Boninger M L, Cooper R A, Robertson R N, Shimada S D
Department of Orthopaedic Surgery, University of Pittsburgh Medical Center and Highland Drive VA Medical Center, Pennsylvania 15213, USA.
Am J Phys Med Rehabil. 1997 Sep-Oct;76(5):420-6. doi: 10.1097/00002060-199709000-00013.

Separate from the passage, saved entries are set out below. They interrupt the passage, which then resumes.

PR #3155, opened 2019-10-14
Fix crop in LR import

leclercj:
Fix crop data migration from Lightroom to darktable
crop migration moved after orientation migration, and done with respect of user orientation
merge_two_orientations() moved from iop/flip.c to common/image.c for code factoring

### DIFF
--- a/src/develop/lightroom.c
+++ b/src/develop/lightroom.c
@@ -1230,26 +1230,30 @@ void dt_lightroom_import(int imgid, dt_develop_t *dev, gboolean iauto)
 
     if(data.has_crop)
     {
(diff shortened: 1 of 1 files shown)


leclercj:
This morning I'm not sure anymore this is the shortest & simpliest way to fix the problem. Let me think about it one day before merging.

TurboGit:
Sure! Thanks for working on this @leclercj !

leclercj:
Less changes for the same result.
Tested with Lightroom 6 with combinations of exif (raw format) rotation + user rotations in LR
Should be ok to merge now.

TurboGit:
Perfect! Thanks.

PR #3156, opened 2019-10-14
don't compare pointer value to numeric constant

rabauke:
Some tools indicated this issue. I am not completely certain if my fix is correct. Short review would be appreciated.


TurboGit:
Nice finding! A real bug in fact. Thanks.

PR #3157, opened 2019-10-14
remove superfluous argument from function pointer call

rabauke:
Note version was defined as

    int (*version)();

which denotes a function pointer to a function that takes an _unspecified number_ of arguments. See also _Notes_ in https://en.cppreference.com/w/c/language/function_declaration


TurboGit:
Looks good to me! Nice clean-up/fixes. Thanks.

PR #3166, opened 2019-10-15
fix format strings

rabauke:
Fixes various format string related (portability) issues.


TurboGit:
Looks ok. Thanks.

chhil:
In mipmap is the hardcoded "PRIu32" intentional ?

rabauke:
This is the portable way to print a uint32_t via printf, see documentation on inttypes.h.

Issue #5947, opened 2020-08-13
Lighttable previews rendered at low resolution on 4K screen


bastibe:
**Describe the bug**
In 3.2.1, previews in the lighttable render at a non-native resolution, as can be seen in the screenshot below.

This applies to all preview sizes, including the full-screen sticky preview, and makes judging focus very difficult. The previous release of Darktable (3.0.1) did render at the correct resolution.

The issue appears only in the lighttable, darkroom rendering is unaffected.

**To Reproduce**
Import images into Darktable, look at them in the lighttable.  
On a 4K screen.

**Expected behavior**
Image previews should render in the screen's native resolution, just like the rest of the UI, and in the darktable.

**Screenshots**

![Pixelated Lighttable](https://user-images.githubusercontent.com/649181/90115684-b6acf100-dd54-11ea-9fd0-1091934a0e07.png)

**Platform (please complete the following information):**
 - Darktable Version: 3.2.1
 - OS: Ubuntu 20.04
 - OpenCL active (disabling does not fix the issue)
 - AMD Vega M with RocM 2.9

cryptomilk:
What did you set `settings -> lighttable -> high quality thumbs processing form size` to?

bastibe:
I tried several, including "always" and "never", but it does not seem to make a difference. I restarted Darktable in between changes to "high quality thumb processing from size" as well.

bastibe:
The issue also persists in a pristine copy of Darktable right from the OBS latest release debian repo with my previous `~/.config/darktable` removed.

Here is at least one more user affected by this: https://discuss.pixls.us/t/lighttable-previews-pixelated-on-highdpi-screen/19690/3

cryptomilk:
Hmm, I don't have that issue.

bastibe:
Is there anything I can do to help to debug this issue?

A-Herold:
Had the same problem, but rolled back to 3.0.2 due to #5945. I experienced another related problem. For the same screen settings (3 images in row on a  a MacBook Pro Retina 13’’, 2560 x 1600) now cached previews of size 5 are required, before it was 4.

konig12:
I am seeing the same issue. I have high quality thumbs processing set to "Always". I have not touched this setting in months. The affect applies to images imported before and after the upgrade.

I'm happy to help with any debugging or diagnostics that would be helpful as well.

Darktable 3.2.1
Arch Linux with i3 window manager
Nvidia GTX 1050Ti
4k display

[...]

PR #6335, opened 2020-09-19
Make the cairo rendering quality option visible

jenshannoschwalm:
There are issues around like #5947, the cairo rendering quality is at least
one part of the problem. I think we should make the existing hidden option
visible.

### DIFF
--- a/data/darktableconfig.xml.in
+++ b/data/darktableconfig.xml.in
@@ -112,19 +112,6 @@
     <shortdescription>maximum width of the side panels in pixels</shortdescription>
     <longdescription>(needs a restart)</longdescription>
   </dtconfig>
-  <dtconfig>
-    <name>ui/cairo_filter</name>
-    <type>
-      <enum>
-	<option>fast</option>
-	<option>good</option>
-	<option>best</option>
-      </enum>
-    </type>
-    <default>fast</default>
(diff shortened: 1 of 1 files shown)


parafin:
I really feel that amount of options in preferences being added to dt is excessive. This is especially the kind of stuff that should work out-of-the-box without any fiddling in settings. Exposing it as combobox isn't a solution IMHO. Not a good one at least.

jenshannoschwalm:
> I really feel that amount of options in preferences being added to dt is excessive. This is especially the kind of stuff that should work out-of-the-box without any fiddling in settings

I absolutely agree here. Personally i think there are already too many options. 

Let's just have this dirty option available while debugging #5947 and revert after fully understanding whether this does really matter.

rgo:
> > I really feel that amount of options in preferences being added to dt is excessive. This is especially the kind of stuff that should work out-of-the-box without any fiddling in settings
> 
> I absolutely agree here. Personally i think there are already too many options.
> 
> Let's just have this dirty option available while debugging #5947 and revert after fully understanding whether this does really matter.

Maybe, it's a good a idea to hide the option in darktablerc without exposing it in preferences.
At the end, it's only for debugging purposes.

jenshannoschwalm:
ok, i drop this. Will have to find another way to discuss results on other peoples machines...

PR #6336, opened 2020-09-19
export lib: add ability to define export size from print size × resolution

aurelienpierre:
Long asked feature. Export size can now be specified in pixels, inches and centimeters.
Screenshot_20200919_173800
Screenshot_20200919_173746
@elstoc I have a problem with the `insert_text_handler()` function, it doesn't really work with floating point input, especially when we try to erase numbers, the cursor gets repositionned at the beginning. I don't really get what happens there, could you have a look ? Thanks !

TODO: 
* maybe write the print DPI in the `Exif.Image.XResolution` metadata tag of the exported file. (Anybody knows how ?)
* write those print dimensions in params for presets ? (not sure if it's needed, this is only an helper UI to write the actual pixel sizes, and these are the only ones that matter).

### DIFF
--- a/data/darktableconfig.xml.in
+++ b/data/darktableconfig.xml.in
@@ -1758,6 +1758,34 @@
     <longdescription>pixel interpolator used in rotation and lens correction (bilinear, bicubic, lanczos2, lanczos3).</longdescription>
   </dtconfig>
   <dtconfig>
+    <name>plugins/lighttable/export/dimensions_type</name>
+    <type>int</type>
+    <default>0</default>
+    <shortdescription>unit of the printing size</shortdescription>
+    <longdescription>unit in which to input the image size.</longdescription>
+  </dtconfig>
+  <dtconfig>
+    <name>plugins/lighttable/export/print_dpi</name>
+    <type>int</type>
+    <default>300</default>
+    <shortdescription>DPI</shortdescription>
+    <longdescription>print resolusion in DPI.</longdescription>
+  </dtconfig>
+  <dtconfig>
+    <name>plugins/lighttable/export/print_width</name>
+    <type>float</type>
+    <default>0</default>
+    <shortdescription>width of the exported image</shortdescription>
+    <longdescription>width of the exported image, or 0 if no scaling should be done.</longdescription>
+  </dtconfig>
+  <dtconfig>
+    <name>plugins/lighttable/export/print_height</name>
+    <type>float</type>
+    <default>0</default>
+    <shortdescription>height of the exported image</shortdescription>
+    <longdescription>height of the exported image, or 0 if no scaling should be done.</longdescription>
+  </dtconfig>
+  <dtconfig>
     <name>plugins/lighttable/export/width</name>
     <type>int</type>
     <default>0</default>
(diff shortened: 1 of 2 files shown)


TurboGit:
The control of the entry is strange. For example, I select cm I double click on the first entry, I want to enter 21 and in fact the entry contains 210. The 0 is added automatically and only if I type the dot (or coma) I have 21.0. This is the only entry working this way in dt!

TurboGit (changes requested):
Entry control strange behavior.

TurboGit:
Note also that we have two competing PR (see #6079) on the export module. I suppose this one will be in first and the other will have to be reworked based in this one.

aurelienpierre:
> The control of the entry is strange. For example, I select cm I double click on the first entry, I want to enter 21 and in fact the entry contains 210. The 0 is added automatically and only if I type the dot (or coma) I have 21.0. This is the only entry working this way in dt!

Yes, there is a problem with the text entry and numbers, that is hidden with integers (in the px entries).

This issue comes from the fact that the entry is text, but the validation layer forces conversion to float then back to text with 3 decimals. As long as you input numbers, the entry is treated as integers and the numbers are inserted before the 0 if any. Only inputting a . or , will force-set the numbers position.

I'm not sure what the best option would be. Text entries are not really suited for that work, but the spin buttons we had earlier seem too ugly. 

> Note also that we have two competing PR (see #6079) on the export module. I suppose this one will be in first and the other will have to be reworked based in this one.

I'm also in process of removing all the direct read-write to config file that makes a mess of this module. I discovered that, with this PR, current px sizes are not properly saved to config. But the incessant read-write to config make it impossible to track. So I have 3 functions, one that reads config at init time and save params to a struct, one that sanitizes the values, and one that writes the config at cleanup time, and everything else reads or writes in the params. That would also make the presets blobs encoding and decoding much easier… (notice that resetting the module is broken currently).

elstoc:
>  but the spin buttons we had earlier seem too ugly

Agreed, though the primary reason for their removal was the large minimum width the +/- buttons imposed on the right panel. Keeping the spin buttons with _three_ entries will be worse for that. Unfortunately GTK doesn't give us many options here :(

TurboGit:
> I'm also in process of removing all the direct read-write to config file that makes a mess of this module. I discovered that, with this PR, current px sizes are not properly saved to config. But the incessant read-write to config make it impossible to track.

Beware that those configs are used because using for example Ctrl+E from darkrroom does not give access to the export libs parameters.

TurboGit:
> This issue comes from the fact that the entry is text, but the validation layer forces conversion

Maybe just remove the validation for now. We can validate when leaving the entry.

TurboGit:
@aurelienpierre : any update on this, there is another PR waiting to be worked on top of this one and I want to avoid squashing too many things at the last minute (we are close to 1 month from code freeze) :)

aurelienpierre:
@TurboGit this lib is a clusterfuck of bad things, it turns out to be much more work than expected so I'm not sure I will be able to finish it before code freeze. Don't wait for me :-)

TurboGit:
Closing this PR, I'm working on a new one on top of this to fix the remaining issues.

PR #6338, opened 2020-09-19
fixed offset/power/slope headers in color balance

dterrahe:
As requested here https://github.com/darktable-org/darktable/pull/6269#issuecomment-695325239 by @aurelienpierre 

Also fixed tooltips, but not dynamically.


TurboGit:
Thanks !

PR #6340, opened 2020-09-20
Clamp mask values to [0,1]. Fix #6315

### LINKED ISSUE #6315: Strange blowouts when using Colour balance + non-opaque parametric mask together with filmic.
Originally reported in:
https://discuss.pixls.us/t/is-this-a-3-2-darktable-bug/20247/12

When using colour balance with a parametric mask, and the blend opacity is around 80% or so, and the mask contrast is reduced to -.65 or so, and filmicrgb is enabled (with v3.0 module ordering), then it is possible to get these weird blowout effects appearing on your screen if you fiddle with the feathering slider. If I turn off filmic, I can't get these artifacts to appear, nor if I set the colourbalance blend mode opacity to 100%.

**To Reproduce**
open the following image + XMP:
https://drive.google.com/drive/folders/1gRgCkQQWghDxfqPZOqTyZeBtJrLGW4xl?usp=sharing

or check out the post in pixls.us (link given above).

**Expected behavior**
It should not be possible to produce these sorts of blowouts with these settings.

**Screenshots**
refer to https://discuss.pixls.us/t/is-this-a-3-2-darktable-bug/20247/12

 - Darktable Version: 3.3.0+766~g82963f4f0
 - OS: Manjaro Linux 20.0.3
 - OpenCL in on (but makes no difference if I turn it off) 
 - NVIDIA TU117M [GeForce GTX 1650 Mobile / Max-Q] driver: nvidia v: 440.100

**Additional context**
Original poster reported this on darktable 3.2.1 on WIndows.

pitbuster:
Combinations of negative values on mask contrast and blend opacity may push mask values outside of [0,1], which may produce artifacts when doing the actual blending.

This should fix #6315

### DIFF
--- a/data/kernels/blendop.cl
+++ b/data/kernels/blendop.cl
@@ -1022,7 +1022,8 @@ blendop_mask_tone_curve(__read_only image2d_t mask_in, __write_only image2d_t ma
     scaled_opacity = (scaled_opacity + brightness) / (1.f + brightness);
     scaled_opacity = fmax(scaled_opacity, -1.f);
   }
-  opacity = ((scaled_opacity * e / (1.f + (e - 1.f) * fabs(scaled_opacity))) / 2.f + 0.5f) * gopacity;
+  opacity = clamp(
+      ((scaled_opacity * e / (1.f + (e - 1.f) * fabs(scaled_opacity))) / 2.f + 0.5f) * gopacity, 0.f, 1.f);
   write_imagef(mask_out, (int2)(x, y), opacity);
 }
 
--- a/src/develop/blend.c
+++ b/src/develop/blend.c
@@ -2840,7 +2840,8 @@ void dt_develop_blend_process(struct dt_iop_module_t *self, struct dt_dev_pixelp
           x = (x + brightness) / (1.f + brightness);
           x = fmaxf(x, -1.f);
         }
-        mask[k] = ((x * e / (1.f + (e - 1.f) * fabsf(x))) / 2.f + 0.5f) * opacity;
+        mask[k] = clamp_range_f(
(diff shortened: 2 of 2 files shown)


TurboGit:
@parafin @aurelienpierre : This looks correct, a mask should always have values between 0 and 1.  Ok to merge ?

parafin:
I'm not sure about how blending works in such details. I mean if it's expected that computed value can be outside of [0:1] boundaries here, then it makes sense to clamp indeed.

TurboGit:
@parafin : that's where I have question indeed, the blending using "normal" normal mode does not clamp but we have "normal bounded" which clamp the values. As I have reported in the issue using "normal bounded" does fix the issue. That's why I have a little doubt about clamping in normal mode... But at the same time I've hard time to understand why an opacity mask could have values outside of [0 , 1 ]. I've never working on the blending part of dt!

pitbuster:
Note that this does not clamp the image values, it clamps the values of the opacity mask (om) used in the formula: out = in * (1-om) + proc * om (where out is the output, in the input and proc the value obtained in the current module). Values of in and proc can be still outside [0,1], but om will not.

TurboGit:
@pitbuster : Yes I understand (at least I think I do) that clamping opacity mask to [ 0 , 1 ] looks ok and that the blending mode applies to the final pixel values. But since I'm not really expert on this part of dt I wanted to have confirmation and be sure we have explored possible side effects...

As I said this patch looks correct to me !

TurboGit:
Ok, more thinking and still think all this is good. All integration tests are passing. So I'll merge. Thanks a lot!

Upper limb pain frequently occurs in manual wheelchair users. Analyzing the pushrim forces and hub moments occurring during wheelchair propulsion is a first step in gaining insight into the cause of this pain. The objectives of this study were as follows: to describe the forces and moments occurring during wheelchair propulsion; to obtain variables that characterize pushrim forces and are statistically stable; and to determine how these variables change with speed. Convenience samples (n = 6) of paralympic athletes who use manual wheelchairs for mobility and have unimpaired arm function were tested. Each subject propelled a standard wheelchair on a dynamometer at 1.3 and 2.2 m/s. Biomechanical data were obtained using a force- and moment-sensing pushrim and a motion analysis system. A number of variables that describe the force and moment curves were evaluated for stability using Cronbach's alpha. Those measures found to be stable (alpha > 0.8) at each speed were then examined for differences associated with speed. The tangential, radial, and medial-lateral forces were found to comprise approximately 55, 35, and 10% of the resultant force, respectively. In addition to duration of stroke and propulsion, the following variables were found to be stable and to differ with speed (1.3 m/s +/- SD; 2.2 m/s +/- SD): peak force tangential to the pushrim (45.9 +/- 17.9 N; 62.1 +/- 30 N), peak moment radial to the hub (9.8 +/- 4.5 N x m 13.3 +/- 6 N x m), maximum rate of rise of the tangential force (911.7 +/- 631.7 N/sec; 1262.3 +/- 570.7 N/sec), and maximum rate of rise of the moment about the hub (161.9 +/- 78.3 N x m/s; 255.2 +/- 115.4 N x m/s). This study found stable parameters that characterize pushrim forces during wheelchair propulsion and varied with speed. Almost 50% of the forces exerted at the pushrim are not directed toward forward motion and, therefore, either apply friction to the pushrim or are wasted. Ultimately, this type of investigation may provide insight into the cause and prevention of upper limb injuries in manual wheelchair users.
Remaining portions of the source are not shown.